■ Aim of the task ■
Output, exactly and in full, the entries that appear below.

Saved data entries
# # # #

PR #513, opened 2022-08-11
Cleanup after spotless update

yschimke:
With the compose update we started getting this https://github.com/android/wear-os-samples/pull/507

```
> Could not create task ':app:spotlessKotlinCheck'.
   > Could not create task ':app:spotlessKotlin'.
      > KtLint versions < 0.46.0 not supported!
```

And pulling that thread we end up having to accept a bunch of new rules for ktlint, and spotless.  This is an example fixing up a PR using `./gradlew spotlessApply` and fixing up issues.


AlwaysOnKotlin/build.gradle
```diff
@@ -34,7 +34,7 @@ subprojects {
             targetExclude("$buildDir/**/*.kt")
             targetExclude("bin/**/*.kt")
 
-            ktlint(libs.versions.ktlint.get()).userData(["max_line_length" : "100"])
+            ktlint(libs.versions.ktlint.get())
```
ataulm, line 37: Was this the syntax to override it?

WearSpeakerSample/wear/src/main/java/com/example/android/wearable/speaker/ControlDashboard.kt
```diff
@@ -63,7 +63,7 @@ fun ControlDashboard(
         circle = circle,
         mic = mic,
         play = play,
-        music = music,
+        music = music
```
ataulm, line 66: allow trailing comma was set to true for this sample, so how come it stripped it?

ataulm (approved):

AlwaysOnKotlin/build.gradle
yschimke: Yep, not now results in https://github.com/android/wear-os-samples/runs/7776351662?check_suite_focus=true

> UserData should not contain '.editorconfig' properties [max_line_length]. Such properties should be passed via the 'ExperimentalParams.editorConfigOverride' field. Note that this is only required for properties that (potentially) contain a value that differs from the actual value in the '.editorconfig' file.

WearSpeakerSample/wear/src/main/java/com/example/android/wearable/speaker/ControlDashboard.kt
yschimke: I can flip to false in .editorconfig so it's consistent. I'm about to go on holidays, so would like build green and passing and then forget about this :)

Or we can raise a bug, similar reports https://github.com/diffplug/spotless/issues/1193 and it's defined here and one more place https://github.com/pinterest/ktlint/blob/d64733ba1711c592fb78fe04d3472c5294004450/ktlint-ruleset-standard/src/main/kotlin/com/pinterest/ktlint/ruleset/standard/TrailingCommaOnCallSiteRule.kt#L290

yschimke:
Landing since, the build is broken anyway.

# # # #

■ Response ■
PR #513, opened 2022-08-11
Cleanup after spotless update

yschimke:
With the compose update we started getting this https://github.com/android/wear-os-samples/pull/507

```
> Could not create task ':app:spotlessKotlinCheck'.
   > Could not create task ':app:spotlessKotlin'.
      > KtLint versions < 0.46.0 not supported!
```

And pulling that thread we end up having to accept a bunch of new rules for ktlint, and spotless.  This is an example fixing up a PR using `./gradlew spotlessApply` and fixing up issues.


AlwaysOnKotlin/build.gradle
```diff
@@ -34,7 +34,7 @@ subprojects {
             targetExclude("$buildDir/**/*.kt")
             targetExclude("bin/**/*.kt")
 
-            ktlint(libs.versions.ktlint.get()).userData(["max_line_length" : "100"])
+            ktlint(libs.versions.ktlint.get())
```
ataulm, line 37: Was this the syntax to override it?

WearSpeakerSample/wear/src/main/java/com/example/android/wearable/speaker/ControlDashboard.kt
```diff
@@ -63,7 +63,7 @@ fun ControlDashboard(
         circle = circle,
         mic = mic,
         play = play,
-        music = music,
+        music = music
```
ataulm, line 66: allow trailing comma was set to true for this sample, so how come it stripped it?

ataulm (approved):

AlwaysOnKotlin/build.gradle
yschimke: Yep, not now results in https://github.com/android/wear-os-samples/runs/7776351662?check_suite_focus=true

> UserData should not contain '.editorconfig' properties [max_line_length]. Such properties should be passed via the 'ExperimentalParams.editorConfigOverride' field. Note that this is only required for properties that (potentially) contain a value that differs from the actual value in the '.editorconfig' file.

WearSpeakerSample/wear/src/main/java/com/example/android/wearable/speaker/ControlDashboard.kt
yschimke: I can flip to false in .editorconfig so it's consistent. I'm about to go on holidays, so would like build green and passing and then forget about this :)

Or we can raise a bug, similar reports https://github.com/diffplug/spotless/issues/1193 and it's defined here and one more place https://github.com/pinterest/ktlint/blob/d64733ba1711c592fb78fe04d3472c5294004450/ktlint-ruleset-standard/src/main/kotlin/com/pinterest/ktlint/ruleset/standard/TrailingCommaOnCallSiteRule.kt#L290

yschimke:
Landing since, the build is broken anyway.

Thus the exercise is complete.